§ **DATA RECORDS**:
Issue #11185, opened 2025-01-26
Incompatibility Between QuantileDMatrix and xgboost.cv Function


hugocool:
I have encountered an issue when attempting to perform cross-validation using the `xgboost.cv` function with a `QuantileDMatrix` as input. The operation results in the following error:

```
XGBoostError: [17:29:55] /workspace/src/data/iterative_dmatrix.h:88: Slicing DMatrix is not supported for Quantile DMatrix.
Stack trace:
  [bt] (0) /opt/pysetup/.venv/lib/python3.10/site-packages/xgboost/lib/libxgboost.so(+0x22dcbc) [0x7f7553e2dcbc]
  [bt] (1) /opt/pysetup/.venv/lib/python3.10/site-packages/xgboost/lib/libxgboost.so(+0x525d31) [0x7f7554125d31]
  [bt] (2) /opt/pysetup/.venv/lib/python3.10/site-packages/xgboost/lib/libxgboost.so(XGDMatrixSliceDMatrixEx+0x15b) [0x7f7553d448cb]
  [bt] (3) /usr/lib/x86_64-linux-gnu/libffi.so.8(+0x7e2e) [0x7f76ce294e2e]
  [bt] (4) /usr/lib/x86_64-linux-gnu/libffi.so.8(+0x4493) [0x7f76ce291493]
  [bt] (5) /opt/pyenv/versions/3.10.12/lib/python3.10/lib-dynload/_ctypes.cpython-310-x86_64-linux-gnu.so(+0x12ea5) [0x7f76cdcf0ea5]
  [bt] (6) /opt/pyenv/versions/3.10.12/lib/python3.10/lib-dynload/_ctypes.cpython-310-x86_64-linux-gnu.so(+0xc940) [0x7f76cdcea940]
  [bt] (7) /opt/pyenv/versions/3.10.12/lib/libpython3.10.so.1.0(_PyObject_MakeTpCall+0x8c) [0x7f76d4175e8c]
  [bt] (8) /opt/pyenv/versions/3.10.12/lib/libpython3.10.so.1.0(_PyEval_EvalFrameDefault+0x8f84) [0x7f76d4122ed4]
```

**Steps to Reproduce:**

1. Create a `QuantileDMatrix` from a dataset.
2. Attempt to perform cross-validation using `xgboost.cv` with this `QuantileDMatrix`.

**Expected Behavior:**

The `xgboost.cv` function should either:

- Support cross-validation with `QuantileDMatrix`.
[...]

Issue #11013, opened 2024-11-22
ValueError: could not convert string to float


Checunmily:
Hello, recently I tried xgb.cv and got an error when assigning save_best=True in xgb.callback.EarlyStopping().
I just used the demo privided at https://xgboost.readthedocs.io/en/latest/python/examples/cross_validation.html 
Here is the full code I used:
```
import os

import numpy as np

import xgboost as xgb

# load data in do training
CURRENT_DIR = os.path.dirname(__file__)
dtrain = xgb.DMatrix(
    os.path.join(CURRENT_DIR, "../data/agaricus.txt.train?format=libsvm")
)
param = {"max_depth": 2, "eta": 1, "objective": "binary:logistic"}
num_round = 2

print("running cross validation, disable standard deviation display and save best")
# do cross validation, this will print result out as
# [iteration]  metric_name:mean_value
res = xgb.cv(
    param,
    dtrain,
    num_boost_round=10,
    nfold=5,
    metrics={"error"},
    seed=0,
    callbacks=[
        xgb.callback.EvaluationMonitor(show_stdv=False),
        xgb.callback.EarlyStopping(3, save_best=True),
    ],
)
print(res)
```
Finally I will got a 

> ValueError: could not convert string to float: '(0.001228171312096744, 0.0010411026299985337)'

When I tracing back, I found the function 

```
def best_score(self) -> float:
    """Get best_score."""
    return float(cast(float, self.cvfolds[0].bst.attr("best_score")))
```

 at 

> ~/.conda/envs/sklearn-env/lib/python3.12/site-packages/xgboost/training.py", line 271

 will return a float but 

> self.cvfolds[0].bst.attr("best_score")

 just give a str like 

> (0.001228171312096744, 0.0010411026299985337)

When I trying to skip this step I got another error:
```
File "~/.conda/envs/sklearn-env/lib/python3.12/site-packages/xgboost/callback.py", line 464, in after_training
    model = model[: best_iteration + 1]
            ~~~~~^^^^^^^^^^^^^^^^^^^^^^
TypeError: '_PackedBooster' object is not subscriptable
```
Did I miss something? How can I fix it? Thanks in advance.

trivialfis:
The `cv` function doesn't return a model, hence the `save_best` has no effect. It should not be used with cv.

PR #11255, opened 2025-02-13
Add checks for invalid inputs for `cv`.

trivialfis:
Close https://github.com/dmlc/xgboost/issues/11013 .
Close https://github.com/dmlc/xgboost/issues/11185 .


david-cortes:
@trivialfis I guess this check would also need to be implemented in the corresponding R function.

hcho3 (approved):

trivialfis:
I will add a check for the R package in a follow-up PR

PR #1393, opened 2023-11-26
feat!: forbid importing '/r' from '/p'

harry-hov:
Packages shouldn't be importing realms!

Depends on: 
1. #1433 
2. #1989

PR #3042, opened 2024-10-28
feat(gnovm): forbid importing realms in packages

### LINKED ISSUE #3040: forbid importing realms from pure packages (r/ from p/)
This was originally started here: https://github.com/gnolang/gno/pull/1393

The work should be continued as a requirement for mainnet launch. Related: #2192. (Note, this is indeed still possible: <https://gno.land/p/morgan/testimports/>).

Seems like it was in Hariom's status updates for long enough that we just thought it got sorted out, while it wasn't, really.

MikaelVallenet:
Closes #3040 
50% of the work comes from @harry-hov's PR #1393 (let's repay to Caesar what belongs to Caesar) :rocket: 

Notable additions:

§ **WHAT YOU ARE ASKED TO DO**:
Whenever the word "feat" shows up in a line above, copy that line.

§ **YOUR RESPONSE**:
feat!: forbid importing '/r' from '/p'
feat(gnovm): forbid importing realms in packages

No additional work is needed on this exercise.